Realigned beef cattle research program designed to strengthen industry; Beef Cattle Field Day is July 18 at the Mountain Research Station in Waynesville

By on July 14, 2015

Ongoing beef cattle research conducted through the 18 state-operated research stations is designed to improve production in the state. A new realignment will help researchers be more competitive in seeking grants and help universities attract top research talent to the state.

Ongoing beef cattle research conducted through the 18 state-operated research stations is designed to improve production in the state. A new realignment effort will help researchers be more competitive in seeking grants and help universities attract top research talent to the state.

North Carolina’s beef cattle research herd is growing as part of a plan to create a centralized herd to accommodate research efforts across the state. Eight state-operated research stations and one field lab conduct beef cattle research, with projects focused on feed conversion and feed alternatives, fescue toxicity, fertility, nutrition and more.

“We know agricultural research has been, and will continue to be, important as we seek to meet the food demands of a growing world population,” said Agriculture Commissioner Steve Troxler. “We want to help our producers be competitive and produce high quality beef. We can do that by attracting the best and brightest researchers to this state, and by continuing to invest in research projects focused on improving production.”

The goal is to produce a 600- to 700-head herd from registered Angus at the Upper Piedmont Research Station in Reidsville, said Dr. Sandy Stewart, director of the N.C. Department of Agriculture and Consumer Services Research Stations Division. In reviewing all the existing cattle in the research program, that herd had known and established genetics, which is beneficial for researchers, Stewart said. “One of the keys for beef research is you need common genetics,” he said. But the plan is not to just focus on one beef breed, he said, adding that there will also be cross breeding studies.

To increase the herd size, the staff is using embryo transfer technology to speed the process along and reduce the cost. By flushing and implanting embryos from super-ovulating beef cattle into cross-bred beef cattle, the herd can grow much quicker than through traditional cycles, Stewart said. The beef cattle can produce up to 15 embryos, though typically six to seven viable embryos are harvested and transplanted. Essentially the cross-bred cattle serve as surrogate mothers, increasing the number of potential offspring.

The transition to the centralized herd is expected to take five or six years, and Stewart said the program is about halfway through that process.

“This effort is taking place at a time when we are seeing other states pull back on their investment in beef research,” Stewart said “Having a centralized herd helps researchers be more competitive when applying for research grants, and helps make the state and its research programs more attractive to faculty.”

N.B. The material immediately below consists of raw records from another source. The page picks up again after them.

PR #105, opened 2018-03-13
add restartable view support

### LINKED ISSUE #102: View should have option to fallback to local-only mode
In some cases, one wants to access the view contents even if connecting to Kafka is not possible or broken. We could add an option to views so that they don't close the databases when an error in the Kafka connection occurs. @sweigert

db7:
This PR resolves #102.

If one starts a view with the option`goka.WithViewRestartable()`, the view may be restarted or used, eg, by calling `Get()` and `Recovered()`, `Iterator()`, etc. To release all resources, ie, close the underlying local storage, one must call `Stop()` when using the `Restartable()` option.

### DIFF
--- a/view.go
+++ b/view.go
@@ -16,6 +16,7 @@ type Getter func(string) (interface{}, error)
 
 // View is a materialized (i.e. persistent) cache of a group table.
 type View struct {
+	brokers    []string
 	topic      string
 	opts       *voptions
 	partitions []*partition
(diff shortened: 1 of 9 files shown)


view.go
```diff
@@ -110,6 +112,12 @@ func (v *View) createPartitions(brokers []string) (err error) {
 
 // reinit (re)initializes the view and its partitions to connect to Kafka
 func (v *View) reinit() error {
+	v.mInit.Lock()
+	if v.terminated {
+		return fmt.Errorf("view: cannot reinitialize terminated view")
+	}
+	defer v.mInit.Unlock()
```
SamiHiltunen: This defer should be above the conditional

db7:
True, I just fixed it.

view.go
```diff
@@ -166,14 +198,39 @@ func (v *View) stop() {
...
+
+// Stop stops the view, closes storage partitions, and frees resources
 func (v *View) Stop() {
 	v.opts.log.Printf("View: stopping")
+
+	// do not allow any reinitialization
+	v.mInit.Lock()
+	if v.terminated {
+		return
+		v.mInit.Unlock()
```
tsne: This unlock is dead code and could result in a deadlock.

db7: damn it. Thanks

Issue #323, opened 2023-08-13
Bug: zap on optimism not working


saltyfacu:
### What happened 🆘
I'm trying to zap into velodrome wusdr/usdc and the zap is not working. It says the Wido zap is not available, even when I select "portals". The warning appears 4 or 5 times.

### To Reproduce 🔂
- Go in https://yearn.finance/vaults/10/0x43360FDd9546e3e77ac2e6793f53219729743293
- Try to zap from USDC to the vault. Just writing the amount will do it

### More 🔎
- Browser : Chrome, Arc

karelianpie:
> Way to solve:
> 
> * Add a timer for that possible > 1 or 2s before a retrigger
> * Only trigger the toast after the user stopped typing for at least 1 or 2s
> * Support this zap

Ok, so I'll set the name of the current selected zapper in the toast and debounce it so we don't trigger it every time the user types in the amount input field

PR #325, opened 2023-08-15
refactor: Disable solvers in SettingsPopover dropdown

karelianpie:
## Description

* Disable solvers in SettingsPopover dropdown;
* Refactor the logic to display the toast;
* Refactor the `isSolverDisabled` to take the chain ID so we can have more complex logic regarding solver state;
* debounces the toast for wido, maybe worth to add this in the web-lib directly as an option perhaps.

## Related Issue

Fixes https://github.com/yearn/yearn.fi/issues/323

## Motivation and Context

We're allowing disabled solvers to be selected, and the toast is showing too frequently when changing the amount and the zap is not supported

## How Has This Been Tested?

Tested locally

Screenshot 2023-08-15 at 15 48 55


saltyfacu (approved):
Tested. It's working now. Thanks :)

PR #336, opened 2023-09-01
chore: Add all missing peer dependencies

karelianpie:
A few packages require peer dependencies that were not met. We should however check that all these peer dependencies are even needed -> https://github.com/yearn/web-lib/blob/main/package.json#L102-L117

Also, upgrades web-lib to 2.0.0 🎉


karelianpie:
Closing in favour of https://github.com/yearn/yearn.fi/pull/337, added the missing deps there

PR #337, opened 2023-09-03
feat: update to lib-3

Majorfi:
## Description
Upgrade yearn-fi to webLib v3, currently on omega tag

## Related Issue
NA

## Motivation and Context
Cleaning and upgrading

### DIFF
--- a/apps/vaults/components/list/VaultsListRow.tsx
+++ b/apps/vaults/components/list/VaultsListRow.tsx
@@ -122,7 +122,7 @@ export function VaultAPR({currentVault}: {currentVault: TYDaemonVault}): ReactEl
 	);
 }
 
-function VaultsListRow({currentVault}: {currentVault: TYDaemonVault}): ReactElement {
+export function VaultsListRow({currentVault}: {currentVault: TYDaemonVault}): ReactElement {
 	const {safeChainID} = useChainID();
 	const balanceOfWant = useBalance(currentVault.token.address);
 	const balanceOfCoin = useBalance(ETH_TOKEN_ADDRESS);


apps/common/components/ListHero.tsx
```diff
@@ -170,4 +170,4 @@ function ListHero<T extends string>({
 		</div>
 	);
 }
-export default ListHero;
+export {ListHero};
```
karelianpie, line 173: I know it's a chore, but can we just export the function inline, rather than at the end of the file?

karelianpie (changes requested):
LGTM! Left a small comment/request

package.json
```diff
@@ -13,54 +13,55 @@
     "test": "vitest run"
   },
   "dependencies": {
-    "@cowprotocol/cow-sdk": "^2.1.0",
+    "@cowprotocol/cow-sdk": "2.1.0",
```
karelianpie, line 16: I was having some issues with this package with versions other than this one, so pinning it

package.json
```diff
@@ -69,27 +70,18 @@
...
-  "resolutions": {
-    "bn.js": "5.2.1",
-    "babel-loader": "9.1.0",
-    "framer-motion": "7.6.15",
-    "ethereumjs-util": "6.1.0",
-    "schema-utils": "4.0.0",
-    "tr46": "1.0.1",
-    "d3-color": "^3.1.0",
-    "json5": ">=2.2.2"
-  },
```
karelianpie, line 92: @Majorfi can you please double check that these are not needed? I removed all the resolutions, and AFAIK they don't seem to have any impact. Were these legacy ones or do you have some more context here?

karelianpie (approved):

Issue #340, opened 2023-09-10
Bug: bridged USDC is now called USDC.e


saltyfacu:
### What happened 🆘
The USDC vaults should be the USDC.e vault. The name changed, there's a native USDC version now.
We should change it everywhere.

### To Reproduce 🔂
Go here: https://yearn.fi/vaults/10/0xaD17A225074191d5c8a37B50FdA1AE278a2EE6A2
Check the token in the vault contract. The token name changed.

karelianpie:
Created X that renames USDC to USDC.e in the only place in the app that hardcoded the symbol name, all the rest comes downstream, @Majorfi is it hardcoded in yDaemon?

karelianpie:
Closing as there's nothing hardcoded in yearn.fi -- @Majorfi do you mind checking downstream?

karelianpie:
@saltyfacu will follow up here, the hardcoded label might be in yDaemon or even more upstream

0xBasically:
This is not a website issue but yDaemon issue

saltyfacu:
Created the issue in yDaemon: https://github.com/yearn/ydaemon/issues/331

PR #341, opened 2023-09-10
refactor: USDC -> USDC.e

karelianpie:
## Description

Change the name of USDC to USDC.e

## Related Issue

Closes https://github.com/yearn/yearn.fi/issues/340

## Motivation and Context

The USDC vaults should be the USDC.e vault. The name changed, there's a native USDC version now.


karelianpie:
> Are you sure about this one being here? The Native USDC is now on chain 10, here it's about chain 1

Ah, then we don't need this, didn't realise it was OPT only.

Issue #330, opened 2023-08-22
FRP: checkbox to not stake into vault


0xBasically:
### What is your proposal 🚀
Let users deposit into OP boosted vaults without staking if they choose. 

### What does this solve ? 🛠
Right now people can only deposit and stake into the staking contracts via our site, but if others would like to use vaults in parts of DeFi they need to not stake it but let others stake it for them. This will allow them to deposit into a vault and have the yvToken free to use elsewhere, if needed. 

### More 🔎
Make a checkbox on the site when staking to not stake it, with the default action being checked (staked).

karelianpie:
Waiting for @EvanKox's designs

karelianpie:
> Waiting for @EvanKox's designs

Decision here was to add this to the cog settings in the vault's detail page.

Now, looking at the contract, it appears we only have a zapIn function that deposits and stakes (https://optimistic.etherscan.io/address/0x498d9dcbb1708e135bdc76ef007f08cba4477be2#writeContract) -- we would need a similar function but without the staking part from the contract

https://optimistic.etherscan.io/address/0x498d9dcbb1708e135bdc76ef007f08cba4477be2#code#F1#L49

PR #345, opened 2023-09-12
refactor(Switch): Remove unknown

karelianpie:
## Description

* Add checkbox in the vault's detail page cog to not stake into vault (`SettingsPopover.tsx`);
* Add new local storage key/value pair `isStakingOpBoostedVaults`;
* Refactor logic to only use `OptimismBooster` if the user chose to stake automatically; otherwise continue with the action flow.

## Related Issue

Closes https://github.com/yearn/yearn.fi/issues/330

## Motivation and Context

Let users deposit into OP boosted vaults without staking if they choose. Right now people can only deposit and stake into the staking contracts via our site, but if others would like to use vaults in parts of DeFi they need to not stake it but let others stake it for them. This will allow them to deposit into a vault and have the yvToken free to use elsewhere, if needed.

## How Has This Been Tested?

Ran locally, refer to screenshots below.

Did not test with a real wallet.

### OP Boosted Vault

Checkbox is showing

#### Unchecked

Screenshot 2023-09-12 at 14 55 31

Button label is "Deposit"

Screenshot 2023-09-12 at 14 55 36

#### Checked

Screenshot 2023-09-12 at 14 55 41

Button label is "Deposit and Stake"

Screenshot 2023-09-12 at 14 55 45

### *NOT* OP Boosted Vault

Checkbox is not showing

Screenshot 2023-09-12 at 14 57 06


0xBasically:
Are you sure for op velo non-boosted vaults the checkbox doesn't show?
image

karelianpie:
> Are you sure for op velo non-boosted vaults the checkbox doesn't show?

Sorry, the description was a bit confusing. I wonder if that's what we want, or just show the checkbox for all OP vaults, people might try and look for the setting in a vault that is not boosted. So, for now I just added a check for the chain, do you think users will be able to find the setting if we only show it for boosted OP vaults?

0xBasically:
> > Are you sure for op velo non-boosted vaults the checkbox doesn't show?
> 
> Sorry, the description was a bit confusing. I wonder if that's what we want, or just show the checkbox for all OP vaults, people might try and look for the setting in a OP vault that is not boosted. So, for now I just added a check for the chain, do you think users will be able to find the setting if we only show it for boosted OP vaults?

I think we can grey it out making it not clickable if we dont have a staking contract for the vault

karelianpie:
> I think we can grey it out making it not clickable if we dont have a staking contract for the vault

After discussing with the team, we've decided to show the setting only for OP boosted vaults.

Done with https://github.com/yearn/yearn.fi/pull/345/commits/3bfd42c05dabffb430ce1530776d7458940fcc76

apps/common/components/Switch.tsx
```diff
@@ -1,36 +1,43 @@
...
 import {Switch as HeadlessSwitch} from '@headlessui/react';
+import {cl} from '@yearn-finance/web-lib/utils/cl';
 
-import type {ReactElement} from 'react';
+import type {KeyboardEvent, ReactElement} from 'react';
 
 type TSwitch = {
 	isEnabled: boolean;
-	onSwitch?: React.Dispatch<React.SetStateAction<boolean>>;
+	onSwitch?: () => void;
```
karelianpie, line 9: We don't really care what's the type of this function, simplifying

apps/common/components/Switch.tsx
```diff
@@ -1,36 +1,43 @@
...
-			onSwitch(!isEnabled);
-		} else {
-			set_isEnabledState(!isEnabledState);
+		onSwitch ? onSwitch() : set_isEnabledState(!isEnabledState);
+	}
+
+	const isChecked = onSwitch ? isEnabled : isEnabledState;
+
+	function handleOnKeyDown({key}: KeyboardEvent<HTMLButtonElement>): void | null {
+		if (key !== 'Enter') {
```
karelianpie, line 23: `keyCode` is deprecated in favour of `key`

apps/vaults/components/SettingsPopover.tsx
```diff
@@ -1,19 +1,31 @@
...
 import {useYearn} from '@common/contexts/useYearn';
 import {Solver} from '@common/schemas/yDaemonTokenListBalances';
 
 import type {ReactElement} from 'react';
 import type {TSolver} from '@common/schemas/yDaemonTokenListBalances';
+import type {TYDaemonVault} from '@common/schemas/yDaemonVaultsSchemas';
 
 type TSettingPopover = {
-	chainID: number
+	vault: TYDaemonVault
```
karelianpie, line 16: We need already 2 things from the current vault in this settings popover, so just passing the whole vault -- happy to refactor to just pass the `chainID`/`address` if strong opinions against this.

0xBasically (approved):
lgtm

karelianpie:
> LGTM code wise

Let's merge 🚀

PR #347, opened 2023-09-13
fix: Use the local copy of react

karelianpie:
In order to avoid having two copies of react when using the web-lib


karelianpie:
Closing in favour of https://github.com/yearn/web-lib/pull/334

PR #363, opened 2023-09-25
refactor: Remove outdated and unused redirects

0xMirim:
## Description

The redirects point to out outdated urls. Since there have been no complains I assume no one uses them and we can remove them. 

## Motivation and Context

Keep code tidy. Remove likely unused code providing limited utility.


karelianpie (approved):

0xMirim:
Just updated `/snapshot` redirect. Only remaining thing I wasn't sure about if is the first redirect is still valid or if we should remove it. Either way not a huge deal and we can probably just merge these changes as they are now.

karelianpie (approved):
LGTM!

PR #391, opened 2023-10-20
fix: factory part

### LINKED ISSUE #380: Bug: Cannot create new Curve factory vaults
### What happened 🆘
When user goes to create a new Factory Vault and click on "Available Curve pools", it doesn't load.

### To Reproduce 🔂
User 1:
Visit https://yearn.fi/vaults/factory, click on the "Select Curve Pool" arrow. If problem is persisting, nothing will load at this point.

User 2:
Same as user 1. See screenshot below:
image (1)

Console is full of errors referencing
`https://ydaemon.yearn.fi/1/vaults/all?hideAlways=true&orderBy=apy.net_apy&orderDirection=desc&strategiesDetails=withDetails&strategiesRisk=withRisk&strategiesCondition=inQueue
and 
https://ydaemon.yearn.fi/1/vaults/all?migratable=nodust

### More 🔎
User 1: Wallet is metamask, browser is Mozilla. 
User 2: Frame wallet, browser is Brave.

Majorfi:
## Description
Fix broken factory page.
Should fix #380

### DIFF
--- a/apps/common/contexts/useCurve.tsx
+++ b/apps/common/contexts/useCurve.tsx
@@ -1,4 +1,5 @@
 import {createContext, useContext, useMemo} from 'react';
+import {isZeroAddress} from '@yearn-finance/web-lib/utils/address';
 import {useFetch} from '@common/hooks/useFetch';
 import {coinGeckoPricesSchema} from '@common/schemas/coinGeckoSchemas';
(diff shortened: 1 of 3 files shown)


saltyfacu (approved):

Elvalandro (approved):
Fixed

PR #424, opened 2023-11-15
Feat/ext 5

Majorfi:
## Description
- Remove some extra hooks in the `MultiSelectDropdown`
- Refactor `useChain` to avoid rerender when `connectors` changes
- Fix `stop-opacity` to `stopOpacity`
- Allow `undefined` for `chains` or `categories` in `useVaultsQueryArgs`, where `undefined` is nothing selected. This will prevent all unselect to auto-reselect all

### DIFF
--- a/apps/vaults-v3/components/Filters.tsx
+++ b/apps/vaults-v3/components/Filters.tsx
@@ -9,11 +9,11 @@ import type {ReactElement} from 'react';
 import type {TMultiSelectOptionProps} from '@common/components/MultiSelectDropdown';
 
 type TListHero = {
-	categories: string[] | undefined;
-	chains: number[] | undefined;
+	categories: string[] | null;
+	chains: number[] | null;
 	searchValue: string;
-	onChangeCategories: (categories: string[] | undefined) => void;
-	onChangeChains: (chains: number[] | undefined) => void;
+	onChangeCategories: (categories: string[] | null) => void;
+	onChangeChains: (chains: number[] | null) => void;
 	onSearch: (searchValue: string) => void;
 };
 
--- a/apps/vaults/components/ListHero.tsx
+++ b/apps/vaults/components/ListHero.tsx
@@ -9,12 +9,12 @@ import type {TDict} from '@yearn-finance/web-lib/types';
 import type {TMultiSelectOptionProps} from '@common/components/MultiSelectDropdown';
 
 type TListHero = {
-	categories: string[] | undefined;
+	categories: string[] | null;
 	possibleCategories: TDict<string>;
-	chains: number[] | undefined;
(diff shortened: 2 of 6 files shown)


apps/vaults-v3/components/Filters.tsx
```diff
@@ -9,11 +9,11 @@ import type {ReactElement} from 'react';
 import type {TMultiSelectOptionProps} from '@common/components/MultiSelectDropdown';
 
 type TListHero = {
-	categories: string[];
-	chains: number[];
+	categories: string[] | undefined;
+	chains: number[] | undefined;
```
karelianpie, line 13: How come explicit `undefined`? Should we do one of these instead:
```suggestion
	categories?: string[];
	chains?: number[];
```
or
```suggestion
	categories: string[] | null;
	chains: number[] | null;
```

apps/vaults-v3/components/Filters.tsx
```diff
@@ -9,11 +9,11 @@ import type {ReactElement} from 'react';
...
 	searchValue: string;
-	onChangeCategories: (categories: string[]) => void;
-	onChangeChains: (chains: number[]) => void;
+	onChangeCategories: (categories: string[] | undefined) => void;
+	onChangeChains: (chains: number[] | undefined) => void;
```
karelianpie, line 16: Same as https://github.com/yearn/yearn.fi/pull/424/files#r1394103146

apps/vaults-v3/components/Filters.tsx
karelianpie: or even better, not have these as neither `undefined` nor `null` but rather an empty array when there're no categories nor chains. Wdyt?

apps/vaults/components/ListHero.tsx
```diff
@@ -53,7 +53,7 @@ export function ListHero({
 							const selectedChains = options
 								.filter((o): boolean => o.isSelected)
 								.map((option): number => Number(option.value));
-							onChangeChains(selectedChains);
+							onChangeChains(selectedChains.length === 0 ? undefined : selectedChains);
```
karelianpie, line 56: I'm not sure this is a good change, adds complexity for no apparent reason.

I would try and have the empty array, or why is that not possible and we need to go with `undefined`?

apps/vaults/hooks/useFilteredVaults.ts
karelianpie, line 1: The changes in this file 
image

karelianpie (changes requested):
I would try and not have the `undefined` stuff, rather have the empty array

karelianpie (approved):
Let's go with this approach 🚀

PR #639, opened 2025-03-25
feat: deposit only according to solver and live rewards

Karlen9:
## Related Issue

(https://github.com/users/rossgalloway/projects/3/views/2?pane=issue&itemId=99199273&issue=rossgalloway%7CySHIP%7C46)


w84april (approved):

rossgalloway:
Something wrong here. this APY is higher than the max. This is without a wallet connected.

image

With a wallet connected to an account with veYFI I get this:

image

other vaults with rewards still show ranges (with wallet connected):

image

rossgalloway:
Still a few issues:

- When switching the toggle from deposit and stake to just deposit, the APY for only deposit includes the 1x boost amount (it shouldn't).
- text under "from wallet box" not aligned with text under other boxes. may only be an issue on firefox (?)
image

PR #1366, opened 2026-08-19
Add site status indicator

rossgalloway:
### Summary
Per request for Engn33r, AIO guidelines recommend a visible last updated element on the site. This adds a responsive status indicator with the build time, Kong health, and supported RPC availability. The status element lives in the bottom right of the screen when in desktop mode with space on the side, and below the wallet button if there is not available space beside the content. On mobile it is in the hamburger menu

### How to review
Start with `src/server/status.ts` and `app/api/status/route.ts` to review the health checks and cache policy. Then review `src/components/shared/components/SiteStatus.tsx` for the responsive display.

An Angus cow and calf that is part of the herd at the Upper Piedmont Research Station, which will serve as the base herd for a new realignment program.

Pictured is an Angus cow and calf that is part of the herd at the Upper Piedmont Research Station. This herd will serve as the base herd for a new realignment program because of its established genetics.

Joe Hampton, who is the superintendent of the Piedmont Research Station and serves on the committee involved in moving this project forward, has worked with the research stations for 34 years. Hampton said it is the most inclusive project he has ever been involved with, and that inclusiveness is what makes him excited about this new direction. Representatives from beef cattle and farm advocacy groups, industry products, services and equipment suppliers, and university and government officials are all involved in the transition.

“Through this effort, we have found many new partners,” Hampton said. “This partnership gives them ownership and makes them more involved. The more open we have made this, the more ideas we have received.”

While growing the herd to a suitable size is still about two years away, Hampton said the bigger work begins at that point.

“This will be an ongoing, dynamic effort. If it is done properly, it will lead us into the next transition,” Hampton said. “If you look at the demands of feeding 9 billion people, it’s a long process; not a situation where you accomplish one goal and then we are through.”

To highlight some of the research work happening on the farms, Beef Cattle Field Day will be held July 18 from 8:30 a.m. to 3 p.m. at the Mountain Research Station in Waynesville.

The morning program will feature a forage management station focused on extending the grazing season, an animal reproductive station focusing on bull nutrition and management and how to do a pregnancy check, and an animal feeding station highlighting how to feed wet brewers grains. N.C. State University scientists will talk about the ongoing research at each station.

The afternoon program features a panel discussion covering the difference between natural, grain-fed and pasture-raised beef.

A roast beef lunch will be served from cattle raised on the research stations. The event is free and sponsored by N.C. State University’s College of Agriculture and Life Sciences, the N.C. Cattlemen’s Association and the N.C. Department of Agriculture and Consumer Services.